> **Working data**
━━━━━━━━━━━━━━━━
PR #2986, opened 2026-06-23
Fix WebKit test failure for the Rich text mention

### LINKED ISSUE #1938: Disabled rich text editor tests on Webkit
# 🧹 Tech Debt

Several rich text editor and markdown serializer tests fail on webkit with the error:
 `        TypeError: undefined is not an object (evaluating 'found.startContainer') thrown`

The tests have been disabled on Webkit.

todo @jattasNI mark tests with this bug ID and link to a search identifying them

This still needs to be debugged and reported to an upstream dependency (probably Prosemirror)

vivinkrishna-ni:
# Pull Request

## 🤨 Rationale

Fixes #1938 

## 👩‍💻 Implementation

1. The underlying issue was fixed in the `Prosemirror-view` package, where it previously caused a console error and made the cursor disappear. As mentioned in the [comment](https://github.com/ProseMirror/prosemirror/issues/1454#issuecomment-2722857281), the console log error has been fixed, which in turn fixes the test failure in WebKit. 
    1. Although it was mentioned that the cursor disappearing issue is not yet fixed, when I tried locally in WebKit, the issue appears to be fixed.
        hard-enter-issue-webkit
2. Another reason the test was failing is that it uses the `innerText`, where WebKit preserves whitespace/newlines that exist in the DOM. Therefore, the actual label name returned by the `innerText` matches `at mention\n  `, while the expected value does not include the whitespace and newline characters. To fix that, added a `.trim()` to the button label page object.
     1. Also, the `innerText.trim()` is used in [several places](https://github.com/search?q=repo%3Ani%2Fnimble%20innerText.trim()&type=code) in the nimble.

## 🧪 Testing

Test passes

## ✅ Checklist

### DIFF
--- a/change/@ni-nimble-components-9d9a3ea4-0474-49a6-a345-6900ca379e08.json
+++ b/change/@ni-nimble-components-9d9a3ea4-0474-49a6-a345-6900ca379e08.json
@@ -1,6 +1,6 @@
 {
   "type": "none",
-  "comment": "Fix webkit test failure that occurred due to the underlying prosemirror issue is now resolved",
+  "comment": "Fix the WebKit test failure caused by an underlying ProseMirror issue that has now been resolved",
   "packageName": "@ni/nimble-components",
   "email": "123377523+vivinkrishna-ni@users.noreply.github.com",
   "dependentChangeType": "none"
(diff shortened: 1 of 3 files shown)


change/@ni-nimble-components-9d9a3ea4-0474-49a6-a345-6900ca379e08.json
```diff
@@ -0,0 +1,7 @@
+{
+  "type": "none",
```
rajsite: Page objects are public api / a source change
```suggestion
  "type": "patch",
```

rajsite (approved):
━━━━━━━━━━━━━━━━
> **Instructions to follow**
Please output the records shown above, with every character intact.

> **Result for this exercise**
PR #2986, opened 2026-06-23
Fix WebKit test failure for the Rich text mention

### LINKED ISSUE #1938: Disabled rich text editor tests on Webkit
# 🧹 Tech Debt

Several rich text editor and markdown serializer tests fail on webkit with the error:
 `        TypeError: undefined is not an object (evaluating 'found.startContainer') thrown`

The tests have been disabled on Webkit.

todo @jattasNI mark tests with this bug ID and link to a search identifying them

This still needs to be debugged and reported to an upstream dependency (probably Prosemirror)

vivinkrishna-ni:
# Pull Request

## 🤨 Rationale

Fixes #1938 

## 👩‍💻 Implementation

1. The underlying issue was fixed in the `Prosemirror-view` package, where it previously caused a console error and made the cursor disappear. As mentioned in the [comment](https://github.com/ProseMirror/prosemirror/issues/1454#issuecomment-2722857281), the console log error has been fixed, which in turn fixes the test failure in WebKit. 
    1. Although it was mentioned that the cursor disappearing issue is not yet fixed, when I tried locally in WebKit, the issue appears to be fixed.
        hard-enter-issue-webkit
2. Another reason the test was failing is that it uses the `innerText`, where WebKit preserves whitespace/newlines that exist in the DOM. Therefore, the actual label name returned by the `innerText` matches `at mention\n  `, while the expected value does not include the whitespace and newline characters. To fix that, added a `.trim()` to the button label page object.
     1. Also, the `innerText.trim()` is used in [several places](https://github.com/search?q=repo%3Ani%2Fnimble%20innerText.trim()&type=code) in the nimble.

## 🧪 Testing

Test passes

## ✅ Checklist

### DIFF
--- a/change/@ni-nimble-components-9d9a3ea4-0474-49a6-a345-6900ca379e08.json
+++ b/change/@ni-nimble-components-9d9a3ea4-0474-49a6-a345-6900ca379e08.json
@@ -1,6 +1,6 @@
 {
   "type": "none",
-  "comment": "Fix webkit test failure that occurred due to the underlying prosemirror issue is now resolved",
+  "comment": "Fix the WebKit test failure caused by an underlying ProseMirror issue that has now been resolved",
   "packageName": "@ni/nimble-components",
   "email": "123377523+vivinkrishna-ni@users.noreply.github.com",
   "dependentChangeType": "none"
(diff shortened: 1 of 3 files shown)


change/@ni-nimble-components-9d9a3ea4-0474-49a6-a345-6900ca379e08.json
```diff
@@ -0,0 +1,7 @@
+{
+  "type": "none",
```
rajsite: Page objects are public api / a source change
```suggestion
  "type": "patch",
```

rajsite (approved):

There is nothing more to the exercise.